The additive manufacturing head 112 is configured to emit energy, such as one or more laser beams, into the powder bed 110 to form layers of the component 118 from the base surface 120 upwardly towards the upper surface 122 in the build direction 123. For example, the additive manufacturing head 112 may be configured to selectively laser sinter layers of material of the powder bed 110 onto an existing lower layer of material to form the component 118.
The additive manufacturing head 112 also forms one or more stiffening members 124 on or within a main body 129 of the component 118 in the build direction 123. The stiffening members 124 are integrally formed with the main body 129 of the component 118. The stiffening member(s) 124 are formed layer-by-layer in the build direction 123. The component 118 may be devoid of ribs that are orthogonal to the build direction 123 and/or the stiffening members 124. For example, the component 118 may be devoid of ribs that span across the component 118 and orthogonally intersect or otherwise connect to the stiffening members 124. The stiffening members 124 are formed layer-by-layer through an additively manufactured process (such as via the additive manufacturing head 112 emitting the energy 116 into the powder bed 110) in the build direction 123, in contrast to a direction 125 that is perpendicular to the build direction 123.
In at least one embodiment, the additive manufacturing system 100 includes a forming control unit 126, which may be configured to control (for example, operate) the additive manufacturing system 100. The forming control unit 126 may be in communication with the additive manufacturing head 112, such as through one or more wired or wireless connections. The forming control unit 126 may be configured to operate the additive manufacturing system 100 through preprogrammed instructions stored in memory.
In operation, the additive manufacturing head 112 emits the energy 116 (such as one or more laser beams) into the powder bed 110 to form layers 128 of the component 118, thereby forming the component 118 from the base surface 120 to the upper surface 122 in a layer-by-layer manner in the build direction 123. For example, the additive manufacturing head 112 selectively laser sinters the layers 128 from material within the powder bed 110 onto previously-formed existing layers 128. The stiffening members 124 of the component 118 are formed in the same manner. That is, layers 130 of the stiffening members 124 are additively-manufactured in the build direction 123 via the additive manufacturing head 112 emitting the energy 116 into the powder bed 110. The forming control unit 126 may control the additive manufacturing head 112 during the forming process.
The stiffening members 124 are integrally formed with the additively-manufactured component 118 through the additive manufacturing system 100 and additive manufacturing process. That is, the stiffening members 124 are integrally formed with the main body 129 of the additively-manufactured component 118. The stiffening members 124 are not grids, ribs, inserts, or the like over which another material is molded or coupled.
The additively-manufactured component 118 includes the main body 129 and the stiffening member(s) 124. Each of the main body 129 and the stiffening member(s) 124 is additively manufactured layer-by-layer in the common build direction 123.

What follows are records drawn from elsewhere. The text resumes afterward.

PR #513, opened 2025-09-28
Added mid ellipsis string formatting

flopper123:
Added ellipsis to middle of text.

(Example just to show how it works, it will only do this by default on text above 50 characters)

image

### DIFF
--- a/dashboard/src/utils/formatters.ts
+++ b/dashboard/src/utils/formatters.ts
@@ -35,7 +35,7 @@ export function formatPercentage(num: number, decimalPlaces = 1): string {
 /**
  * Format a string, adds ellipsis to middle of string instead of end
  */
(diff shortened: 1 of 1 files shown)


Woldbye:
Good idea! 😄 glad to see a general solution we can reuse for other components.

It seems like there is still a lot of unused space in the example you provided. Could we make it more responsive with a dom watcher on the screen for the container of the string?

flopper123:
> Good idea! 😄 glad to see a general solution we can reuse for other components.
> 
> It seems like there is still a lot of unused space in the example you provided. Could we make it more responsive with a dom watcher on the screen for the container of the string?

In at least one embodiment, the component 118 may be formed through a freeform method, which may not include a powder bed. Instead, the powder may be blown directly onto the energy emitted from the additive manufacturing head to form the component 118.
As used herein, the term “control unit,” “central processing unit,” “unit,” “CPU,” “computer,” or the like may include any processor-based or microprocessor-based system including systems using microcontrollers, reduced instruction set computers (RISC), application specific integrated circuits (ASICs), logic circuits, and any other circuit or processor including hardware, software, or a combination thereof capable of executing the functions described herein. Such are exemplary only, and are thus not intended to limit in any way the definition and/or meaning of such terms. For example, the forming control unit 126 may be or include one or more processors that are configured to control operation of the additive manufacturing system 100, as described herein.
The forming control unit 126 is configured to execute a set of instructions that are stored in one or more data storage units or elements (such as one or more memories), in order to process data. For example, the forming control unit 126 may include or be coupled to one or more memories. The data storage units may also store data or other information as desired or needed. The data storage units may be in the form of an information source or a physical memory element within a processing machine.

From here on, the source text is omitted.